== DATA SHOWN ==

Issue #1567, opened 2023-01-04
Add the global status spinner back to the application


magorlick:
**Issue**
We have a regression where there is no longer a global status spinner to indicate the state of the server.  

**Importance**
This spinner is important because it helps users know if they have the right information in front of them that relates to the current query, not the prior query.

**Ask**
A spinner should be present at the top of the modeling view that spins when the server is actively processing data to surface for insights.

hamilton:
discussed solution: add some check to the svelte query middleware that updates a "global status" store

PR #5351, opened 2024-07-30
Delay loading spinner

### LINKED ISSUE #5345: Delay the loading spinner
As discussed, frequently the loading spinner flashes quickly before content is rendered. To avoid this flash, we should delay the loading spinner by ~300ms before showing it. We should delay by default, but allow specific instances to configure their own delay.

lovincyrus:
Reviewers - Check out this branch locally, and please let me know if any of the hot path's spinners shouldn't be delayed.

The goal is to eliminate the flashing/flickering spinners on page load. To do that, we only show the spinner if the loading state takes longer than the specified delay.

I've added two new helpers, `DelayedSpinner.svelte` ~~and `spinner-utils.ts`~~, to efficiently manage different spinner states. ~~Use `spinner-utils.ts` for managing loading states in useQuery.~~ `DelayedSpinner.svelte` works best for various other conditions, especially within inline tertiary conditionals.

The delayed spinner is handy for preventing the loading state from flickering. We've added a default of 300ms delay before actually displaying the spinner.

closes #5345

ref https://github.com/rilldata/rill/issues/1567

- [x] revise existing `<Spinner/>`

Before

https://github.com/user-attachments/assets/6ddeb861-1256-42b3-b7ab-aa66ae590884

After

https://github.com/user-attachments/assets/83156c49-eb42-4a14-9b46-14cb445df85a

Also notably snappy big number (no flickering spinner and no data text)

https://github.com/user-attachments/assets/c639a5c4-7b57-47bd-90aa-7238b73e4e5a


web-admin/src/features/alerts/listing/AlertsTable.svelte
```diff
@@ -11,12 +11,17 @@
...
+  import { isLoadingWithTimeout } from "@rilldata/web-common/features/entity-management/spinner-utils";
 
   export let organization: string;
   export let project: string;
 
   $: alerts = useAlerts($runtime.instanceId);
 
+  const loadingWithTimeout = isLoadingWithTimeout();
+  $: loadingWithTimeout.setLoading($alerts.isLoading);
+  $: loadingAlerts = $loadingWithTimeout;
```
ericpgreen2, line 23: Thoughts on updating the `isLoadingWithTimeout()` function to make this a one-liner?

lovincyrus: sure, I can do that. This helps us remove the boilerplate-y code.

`$: loading = isLoadingWithTimeout(isLoading)` is pretty straight forward.

lovincyrus:
In response to https://github.com/rilldata/rill/pull/5351#discussion_r1700997760, I tried simplifying the code into a one-liner without success. However, I managed to boil it down to `<DelayedSpinner />` so we only have one abstraction going forward.

We could integrate the delayed spinner within nested conditional statements more efficiently:

```svelte
{#if isLoading}
  <DelayedSpinner isLoading={isLoading} />
{:else if $isError}
  <Error />
{:else if $isSuccess}
  {#if $data.length === 0}
    <Empty />
  {:else}
    <Data />
  {/if}
{/if}
```

Curious for your thoughts @ericpgreen2

web-admin/src/features/alerts/listing/AlertsTable.svelte
lovincyrus: See: https://github.com/rilldata/rill/pull/5351#issuecomment-2266283116

jkhwu:
This looks like an improvement to me! Thank you.

web-common/src/features/entity-management/DelayedSpinner.svelte
```diff
@@ -0,0 +1,42 @@
...
+    }
+  });
+
+  onDestroy(() => {
+    clearTimeout(timeoutId);
+  });
+</script>
+
+{#if $showSpinner}
+  <Spinner status={EntityStatus.Running} {duration} {size} />
```
AdityaHegde, line 41: We should get rid of `EntityStatus`, it was a concept when we had nodejs backend. Perhaps copy over the contents of `Spinner.svelte` in here as a start?

web-common/src/layout/BlockingOverlayContainer.svelte
```diff
@@ -32,7 +32,10 @@
         style:font-size="48px"
       >
         <div class="on" style="--length: {2000 + Math.random() * 5000}ms;">
-          <Spinner {status} duration={300 + Math.random() * 200} />
+          <DelayedSpinner
```
AdityaHegde, line 35: Does it make sense here? If a blocking overlay is present it should always have a spinner no?

web-common/src/features/entity-management/DelayedSpinner.svelte
```diff
@@ -0,0 +1,42 @@
...
+    } else {
+      showSpinner.set(false);
+    }
+  }
+
+  onMount(() => {
+    if (isLoading) {
+      timeoutId = setTimeout(() => showSpinner.set(true), delay);
+    }
+  });
```
ericpgreen2, line 33: Looks like this is redundant to the reactive statement, so it can be removed

ericpgreen2 (approved):
Sweet 👍. I agree with Aditya that we should deprecate the `EntityStatus` concept, but that's slightly wider in scope, so perhaps that merits a standalone follow-up PR. Approving so you can merge at your discretion.

web-common/src/features/entity-management/DelayedSpinner.svelte
lovincyrus: Will deprecate the `EntityStatus` in a follow-up.

web-common/src/layout/BlockingOverlayContainer.svelte
lovincyrus: https://github.com/rilldata/rill/pull/5351/commits/e352da7bde1f34e6c06100ed614ac52892aa069c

== TASK INSTRUCTIONS ==
Repeat each entry above exactly as it appears.

== SOLUTION TO THIS TASK ==
Issue #1567, opened 2023-01-04
Add the global status spinner back to the application


magorlick:
**Issue**
We have a regression where there is no longer a global status spinner to indicate the state of the server.  

**Importance**
This spinner is important because it helps users know if they have the right information in front of them that relates to the current query, not the prior query.

**Ask**
A spinner should be present at the top of the modeling view that spins when the server is actively processing data to surface for insights.

hamilton:
discussed solution: add some check to the svelte query middleware that updates a "global status" store

PR #5351, opened 2024-07-30
Delay loading spinner

### LINKED ISSUE #5345: Delay the loading spinner
As discussed, frequently the loading spinner flashes quickly before content is rendered. To avoid this flash, we should delay the loading spinner by ~300ms before showing it. We should delay by default, but allow specific instances to configure their own delay.

lovincyrus:
Reviewers - Check out this branch locally, and please let me know if any of the hot path's spinners shouldn't be delayed.

The goal is to eliminate the flashing/flickering spinners on page load. To do that, we only show the spinner if the loading state takes longer than the specified delay.

I've added two new helpers, `DelayedSpinner.svelte` ~~and `spinner-utils.ts`~~, to efficiently manage different spinner states. ~~Use `spinner-utils.ts` for managing loading states in useQuery.~~ `DelayedSpinner.svelte` works best for various other conditions, especially within inline tertiary conditionals.

The delayed spinner is handy for preventing the loading state from flickering. We've added a default of 300ms delay before actually displaying the spinner.

closes #5345

ref https://github.com/rilldata/rill/issues/1567

- [x] revise existing `<Spinner/>`

Before

https://github.com/user-attachments/assets/6ddeb861-1256-42b3-b7ab-aa66ae590884

After

https://github.com/user-attachments/assets/83156c49-eb42-4a14-9b46-14cb445df85a

Also notably snappy big number (no flickering spinner and no data text)

https://github.com/user-attachments/assets/c639a5c4-7b57-47bd-90aa-7238b73e4e5a


web-admin/src/features/alerts/listing/AlertsTable.svelte
```diff
@@ -11,12 +11,17 @@
...
+  import { isLoadingWithTimeout } from "@rilldata/web-common/features/entity-management/spinner-utils";
 
   export let organization: string;
   export let project: string;
 
   $: alerts = useAlerts($runtime.instanceId);
 
+  const loadingWithTimeout = isLoadingWithTimeout();
+  $: loadingWithTimeout.setLoading($alerts.isLoading);
+  $: loadingAlerts = $loadingWithTimeout;
```
ericpgreen2, line 23: Thoughts on updating the `isLoadingWithTimeout()` function to make this a one-liner?

lovincyrus: sure, I can do that. This helps us remove the boilerplate-y code.

`$: loading = isLoadingWithTimeout(isLoading)` is pretty straight forward.

lovincyrus:
In response to https://github.com/rilldata/rill/pull/5351#discussion_r1700997760, I tried simplifying the code into a one-liner without success. However, I managed to boil it down to `<DelayedSpinner />` so we only have one abstraction going forward.

We could integrate the delayed spinner within nested conditional statements more efficiently:

```svelte
{#if isLoading}
  <DelayedSpinner isLoading={isLoading} />
{:else if $isError}
  <Error />
{:else if $isSuccess}
  {#if $data.length === 0}
    <Empty />
  {:else}
    <Data />
  {/if}
{/if}
```

Curious for your thoughts @ericpgreen2

web-admin/src/features/alerts/listing/AlertsTable.svelte
lovincyrus: See: https://github.com/rilldata/rill/pull/5351#issuecomment-2266283116

jkhwu:
This looks like an improvement to me! Thank you.

web-common/src/features/entity-management/DelayedSpinner.svelte
```diff
@@ -0,0 +1,42 @@
...
+    }
+  });
+
+  onDestroy(() => {
+    clearTimeout(timeoutId);
+  });
+</script>
+
+{#if $showSpinner}
+  <Spinner status={EntityStatus.Running} {duration} {size} />
```
AdityaHegde, line 41: We should get rid of `EntityStatus`, it was a concept when we had nodejs backend. Perhaps copy over the contents of `Spinner.svelte` in here as a start?

web-common/src/layout/BlockingOverlayContainer.svelte
```diff
@@ -32,7 +32,10 @@
         style:font-size="48px"
       >
         <div class="on" style="--length: {2000 + Math.random() * 5000}ms;">
-          <Spinner {status} duration={300 + Math.random() * 200} />
+          <DelayedSpinner
```
AdityaHegde, line 35: Does it make sense here? If a blocking overlay is present it should always have a spinner no?

web-common/src/features/entity-management/DelayedSpinner.svelte
```diff
@@ -0,0 +1,42 @@
...
+    } else {
+      showSpinner.set(false);
+    }
+  }
+
+  onMount(() => {
+    if (isLoading) {
+      timeoutId = setTimeout(() => showSpinner.set(true), delay);
+    }
+  });
```
ericpgreen2, line 33: Looks like this is redundant to the reactive statement, so it can be removed

ericpgreen2 (approved):
Sweet 👍. I agree with Aditya that we should deprecate the `EntityStatus` concept, but that's slightly wider in scope, so perhaps that merits a standalone follow-up PR. Approving so you can merge at your discretion.

web-common/src/features/entity-management/DelayedSpinner.svelte
lovincyrus: Will deprecate the `EntityStatus` in a follow-up.

web-common/src/layout/BlockingOverlayContainer.svelte
lovincyrus: https://github.com/rilldata/rill/pull/5351/commits/e352da7bde1f34e6c06100ed614ac52892aa069c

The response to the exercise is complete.